The absorber 7 and the condenser 13 are cooled by air cooling or water cooling. For example, in the case of air-cooled type,
The absorber 7 and the condenser 13 are cooled by the cooling fan 32. In the case of the water-air cooling system, a fan 32 is used and a cooling water pump 29 in a cooling water tank 28 sprays cooling water from a cooling water spraying device 31 to an absorber 7 or a condenser 13 through a cooling water pipe 30 for cooling. Is.

[0012]

As described above, in the absorption refrigerating machine of the present invention, the device for spraying the refrigerant to the evaporation pipe (heat transfer pipe) in the evaporator is arranged on the upper part of the evaporator which is vertically closely attached. Refrigerant spray pipe with pores for jetting the refrigerant on the wall and a splash prevention plate that guides the jetted refrigerant downward spreads the refrigerant jetted from the pores and spreads over the refrigerant spray pipe. Since it is dropped while it is flowing, it can flow down over the entire surface of the evaporation tube group that is in close contact with the lower portion of the refrigerant distribution tube to ensure sufficient wetting, and the refrigerant vapor can be efficiently generated.

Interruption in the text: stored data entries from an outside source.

PR #1526, opened 2025-09-08
feat: replay realtime.messages

edgurgel:

Introduce a way to load `realtime.messages` when joining a channel.

```typescript
const replay = { limit: 10, since: 1 }
const channel = client.channel('my-channel', { config: { broadcast: { ack: true, replay: replay } } })
```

[Brief description of drawings]

FIG. 1 is an explanatory diagram showing a refrigerant flow in an evaporator according to an embodiment of the present invention.

FIG. 2 is a sectional view taken along the line AA of FIG.

FIG. 3 is a refrigeration cycle system diagram of an absorption refrigerator.

[Explanation of symbols]

 1 Regenerator 7 Absorber 13 Condenser 15 Evaporator 15a Evaporating pipe 19 Refrigerant spraying pipe 20 Pore 21 Scattering prevention plate

 ─────────────────────────────────────────────────── ─── Continuation of the front page (72) Inventor Nobuyuki Arinaga 2-220 Kosugicho, Nakahara-ku, Kawasaki-shi, Kanagawa Togyo Gas Dormitory (72) Inventor Susai, 2-18, Keihanhondori, Moriguchi-shi, Osaka Sanyo Denki Incorporated (72) Inventor Katsuyuki Tsuno 2-18 Keihanhondori, Moriguchi-shi, Osaka Sanyo Electric Co., Ltd.

Claims (1)

Claim: What is claimed is: 1. An absorption refrigerator comprising an absorber, a regenerator, a condenser, and an evaporator, wherein the evaporator is disposed above an evaporation pipe which is vertically stacked. A refrigerant distribution pipe for ejecting the refrigerant derived from the absorber from the pores of the upper wall,
An absorption refrigerating machine provided with a shatterproof plate that guides the jetted refrigerant downward.